▶ _WORK TO COMPLETE_
Search the listing below for lines that hold the word "files", and report only how many there are.

· · · ·

Issue #237, opened 2026-02-25
Add advanced repeater settings controls in app UI


Specter242:
## Summary
Expose advanced repeater controls in the repeater settings screen and wire refresh actions for those settings.

## Context
Current repeater settings UI does not expose all advanced controls that are available/expected for power users.

## Proposed Scope
- Add an "Advanced settings" section/card in repeater settings UI
- Include controls for:
  - interference threshold
  - AGC reset interval
  - flood max hops
  - multi-ACKs
- Add refresh actions for advanced fields
- Add l10n keys for new labels/actions

## Acceptance Criteria
- Advanced controls are visible and editable in repeater settings UI
- Refresh actions are available for each advanced setting
- App compiles cleanly and localized string keys exist for supported locales
- No unrelated behavior changes are included

zjs81:
Substantial repeater settings additions have landed: path hash mode (1/2/3-byte paths), GPS toggle, channel utilization stats, auto clock sync after login, and more. Could you check the current Repeater Settings screen and confirm whether the specific controls you needed are now present, or describe what's still missing?

PR #238, opened 2026-02-25
Add advanced repeater settings controls to repeater screen

Specter242:
## Summary
Adds an advanced settings section to the repeater settings screen and wires refresh actions for the new controls.

## Scope
- `lib/screens/repeater_settings_screen.dart`
  - Add advanced repeater settings controls and related refresh actions.
- `lib/l10n/app_en.arb`
  - Add new English string keys for advanced repeater settings labels/actions.
- `lib/l10n/app_localizations*.dart`
  - Add generated localization accessors/implementations for the new keys across locales.

## Included Controls
- Interference threshold
- AGC reset interval
- Flood max hops
- Multi ACKs

## Validation
- `flutter analyze lib/screens/repeater_settings_screen.dart lib/l10n/app_localizations.dart lib/l10n/app_localizations_zh.dart` (pass)

## Issue
Refs #237


lib/screens/repeater_settings_screen.dart
```diff
@@ -616,6 +723,22 @@ class _RepeaterSettingsScreenState extends State<RepeaterSettingsScreen> {
...
+      final agcResetSeconds =
+          int.tryParse(_agcResetIntervalController.text.trim());
+      if (agcResetSeconds != null) {
+        commands.add('set agc.reset.interval $agcResetSeconds');
+      }
+      final floodMax = int.tryParse(_floodMaxController.text.trim());
+      if (floodMax != null) {
+        commands.add('set flood.max $floodMax');
+      }
+      commands.add('set multi.acks ${_multiAcksEnabled ? 1 : 0}');
```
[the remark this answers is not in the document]
Specter242: Fixed in 7f38c9f. I added hydration/touched guards so `set multi.acks` is only sent when either (a) current value has been fetched from device, or (b) the user explicitly toggled the switch in this session. This prevents unintended reset to 0 when saving unrelated fields.

lib/screens/repeater_settings_screen.dart
```diff
@@ -44,6 +49,19 @@ class _RepeaterSettingsScreenState extends State<RepeaterSettingsScreen> {
...
       TextEditingController();
 
+  // Advanced settings
+  final TextEditingController _intThreshController = TextEditingController(
+    text: '14',
+  );
+  final TextEditingController _agcResetIntervalController =
+      TextEditingController();
+  final TextEditingController _floodMaxController = TextEditingController(
+    text: '4',
```
just-stuff-tm: Blocking: `_saveSettings()` always emits `set int.thresh` and `set flood.max` because the controllers are pre-seeded (`14`/`4`). This can overwrite existing repeater values even when user did not touch advanced settings. Please gate these like `multi.acks` (hydrate/touched flags) or initialize empty and only send when user changed or after successful fetch.

lib/l10n/app_en.arb
```diff
@@ -1110,6 +1120,11 @@
   },
   "repeater_refreshBasicSettings": "Refresh Basic Settings",
   "repeater_refreshRadioSettings": "Refresh Radio Settings",
+  "repeater_refreshAdvancedSettings": "Refresh Advanced Settings",
+  "repeater_refreshInterferenceThreshold": "Refresh interference threshold",
+  "repeater_refreshAgcResetInterval": "Refresh AGC reset interval",
+  "repeater_refreshFloodMaxHops": "Refresh flood max hops",
+  "repeater_refreshMultiAcks": "Refresh multi ACKs",
```
just-stuff-tm, line 1127: Please regenerate locale translations before merge. The generated locale files currently contain English fallback text for new repeater advanced settings keys.

Steps to fix:

1. Ensure Ollama is running and pull the expected model:
```bash
ollama pull translategemma:latest
```

2. Translate missing keys from `app_en.arb` into all locale ARBs:
```bash
python3 tools/translate.py --in lib/l10n/app_en.arb --l10n-dir lib/l10n --missing-only
```

3. Regenerate localization Dart files:
```bash
flutter gen-l10n
```

just-stuff-tm:
@codex review

just-stuff-tm (changes requested):
### Findings

* `_intThreshController` defaults to `14` and `_floodMaxController` defaults to `4`.
  `_saveSettings()` always sends them if they are parseable. Opening settings and saving unrelated fields can unintentionally reset device values.

---

* Every refresh clears and reuses the single `_fetchedSettings` map.
  If the user triggers multiple refresh actions quickly, one refresh can clear data while another is still collecting.

---

* Save-path validation for new numeric advanced fields is weaker than fetch-path validation.

  Fetch validation enforces a non-negative integer format, but save only performs `int.tryParse` and sends the value directly. Invalid or negative pasted values can still be transmitted.

---

* Regenerate Localization dart files after running translate.py

--- 

Please fix these so upstream can merge...   Thank You

zjs81:
We need to modify the repeater settings so it only sends modified fields.

Specter242:
I'll work on this in the next few days.  I'm on a job for the moment.

Specter242:
Addressed the requested follow-ups in 8954379.

Changes included:
- repeater settings now only send fields modified in the current session
- removed default advanced-value overwrites and gated saves behind actual dirty state
- isolated refresh fetch state per request to avoid cross-refresh races
- tightened numeric validation on save for the advanced fields and TX power
- updated locale ARBs, regenerated l10n files, and cleared the stale untranslated report

Verification:
- flutter gen-l10n
- flutter analyze lib/screens/repeater_settings_screen.dart lib/l10n/app_localizations.dart lib/l10n/app_localizations_zh.dart

Specter242:
The remaining failed check is the  workflow's test step, and it appears to be an existing upstream failure rather than something introduced by this branch.

Current PR failure:
-  /  on March 15, 2026 at 03:14 UTC
- 5 failing tests in 
- failures are  for  and the related  follow-on errors

Same failure is already present on :
- workflow run  on March 15, 2026 at 01:49 UTC
- same 5 failures in 

So the PR-specific changes are pushed and green on build targets, but the shared TCP test failure is still blocking the  check.

Specter242:
The remaining failed check is the `Flutter and Dart` workflow's test step, and it appears to be an existing upstream failure rather than something introduced by this branch.

Current PR failure:
- `analyze` / `Run tests` on March 15, 2026 at 03:14 UTC
- 5 failing tests in `test/screens/tcp_flow_test.dart`
- failures are `ProviderNotFoundException` for `AppSettingsService` and the related `Bad state: No element` follow-on errors

Same failure is already present on `main`:
- workflow run `23100927800` on March 15, 2026 at 01:49 UTC
- same 5 failures in `test/screens/tcp_flow_test.dart`

So the PR-specific changes are pushed and green on build targets, but the shared TCP test failure is still blocking the `Flutter and Dart` check.

446564:
sorry more merge conflicts

Specter242:
I'll get to it in a couple of weeks.  Thanks!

· · · ·

▶ _SOLUTION TO THE EXERCISE_
4